ACTIVITY: A line belongs in the answer if it contains "method"; copy every such line from the entries below.
DATASET EXCERPTS Start Marker
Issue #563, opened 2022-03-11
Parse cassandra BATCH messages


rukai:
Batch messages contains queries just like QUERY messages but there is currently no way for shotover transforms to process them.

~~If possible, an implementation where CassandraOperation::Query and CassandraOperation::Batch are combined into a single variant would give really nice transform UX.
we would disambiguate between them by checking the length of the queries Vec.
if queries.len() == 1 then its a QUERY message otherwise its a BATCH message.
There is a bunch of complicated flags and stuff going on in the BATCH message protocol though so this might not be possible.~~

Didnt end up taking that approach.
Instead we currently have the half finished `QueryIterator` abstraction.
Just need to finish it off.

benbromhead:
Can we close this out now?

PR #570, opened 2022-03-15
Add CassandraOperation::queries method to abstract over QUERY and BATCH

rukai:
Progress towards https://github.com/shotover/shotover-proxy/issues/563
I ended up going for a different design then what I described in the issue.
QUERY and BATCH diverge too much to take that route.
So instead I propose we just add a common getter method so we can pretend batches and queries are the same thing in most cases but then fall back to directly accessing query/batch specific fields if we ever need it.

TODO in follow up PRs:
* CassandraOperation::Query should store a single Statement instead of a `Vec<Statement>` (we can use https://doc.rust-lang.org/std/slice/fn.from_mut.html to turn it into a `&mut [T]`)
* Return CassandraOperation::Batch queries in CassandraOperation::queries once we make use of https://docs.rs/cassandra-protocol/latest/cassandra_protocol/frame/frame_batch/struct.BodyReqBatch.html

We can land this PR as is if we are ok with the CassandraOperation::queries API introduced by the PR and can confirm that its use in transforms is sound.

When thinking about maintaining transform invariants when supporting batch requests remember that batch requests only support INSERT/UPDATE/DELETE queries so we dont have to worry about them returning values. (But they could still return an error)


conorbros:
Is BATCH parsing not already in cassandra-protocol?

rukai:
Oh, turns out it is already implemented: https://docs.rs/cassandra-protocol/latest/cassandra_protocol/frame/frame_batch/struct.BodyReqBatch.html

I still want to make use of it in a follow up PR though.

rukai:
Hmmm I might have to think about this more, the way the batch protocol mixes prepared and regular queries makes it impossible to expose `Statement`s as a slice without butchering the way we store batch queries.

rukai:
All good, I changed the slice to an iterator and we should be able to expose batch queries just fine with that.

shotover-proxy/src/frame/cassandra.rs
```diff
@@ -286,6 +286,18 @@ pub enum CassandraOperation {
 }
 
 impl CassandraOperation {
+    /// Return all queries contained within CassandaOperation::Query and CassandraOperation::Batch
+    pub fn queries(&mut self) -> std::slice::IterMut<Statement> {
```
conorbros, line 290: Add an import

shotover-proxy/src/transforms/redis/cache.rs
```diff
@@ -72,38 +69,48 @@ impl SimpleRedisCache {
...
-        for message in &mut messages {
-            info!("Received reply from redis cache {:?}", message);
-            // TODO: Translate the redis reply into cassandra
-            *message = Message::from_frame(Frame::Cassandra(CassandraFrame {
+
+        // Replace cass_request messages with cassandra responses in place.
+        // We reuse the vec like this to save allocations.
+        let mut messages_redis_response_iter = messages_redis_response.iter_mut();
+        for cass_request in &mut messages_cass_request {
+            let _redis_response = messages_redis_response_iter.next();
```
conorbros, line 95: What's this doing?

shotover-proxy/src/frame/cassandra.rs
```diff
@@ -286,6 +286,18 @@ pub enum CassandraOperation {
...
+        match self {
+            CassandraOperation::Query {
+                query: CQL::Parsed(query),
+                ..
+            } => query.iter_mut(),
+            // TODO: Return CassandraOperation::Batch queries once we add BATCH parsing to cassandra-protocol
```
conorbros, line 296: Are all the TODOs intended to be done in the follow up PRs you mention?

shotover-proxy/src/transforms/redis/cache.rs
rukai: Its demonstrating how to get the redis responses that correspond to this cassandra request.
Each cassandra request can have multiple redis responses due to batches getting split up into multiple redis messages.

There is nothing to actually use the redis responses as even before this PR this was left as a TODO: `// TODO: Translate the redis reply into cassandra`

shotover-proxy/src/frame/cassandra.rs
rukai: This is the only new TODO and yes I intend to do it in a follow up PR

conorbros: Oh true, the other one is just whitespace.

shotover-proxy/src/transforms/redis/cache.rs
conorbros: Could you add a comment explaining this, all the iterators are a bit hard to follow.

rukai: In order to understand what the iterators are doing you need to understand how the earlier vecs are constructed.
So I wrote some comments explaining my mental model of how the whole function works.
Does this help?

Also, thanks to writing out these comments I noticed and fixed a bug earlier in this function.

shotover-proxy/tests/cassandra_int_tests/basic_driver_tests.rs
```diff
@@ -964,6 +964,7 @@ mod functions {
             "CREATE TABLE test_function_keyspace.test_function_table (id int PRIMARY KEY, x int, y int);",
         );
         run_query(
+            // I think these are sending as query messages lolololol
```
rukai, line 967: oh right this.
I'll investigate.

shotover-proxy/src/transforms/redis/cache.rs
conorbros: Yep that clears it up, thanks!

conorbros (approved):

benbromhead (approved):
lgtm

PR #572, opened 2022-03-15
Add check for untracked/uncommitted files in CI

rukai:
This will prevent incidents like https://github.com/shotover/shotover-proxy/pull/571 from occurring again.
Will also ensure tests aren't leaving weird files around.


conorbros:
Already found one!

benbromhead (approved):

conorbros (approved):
DATASET EXCERPTS End Marker
RESULT FOR THIS EXERCISE:
Add CassandraOperation::queries method to abstract over QUERY and BATCH
So instead I propose we just add a common getter method so we can pretend batches and queries are the same thing in most cases but then fall back to directly accessing query/batch specific fields if we ever need it.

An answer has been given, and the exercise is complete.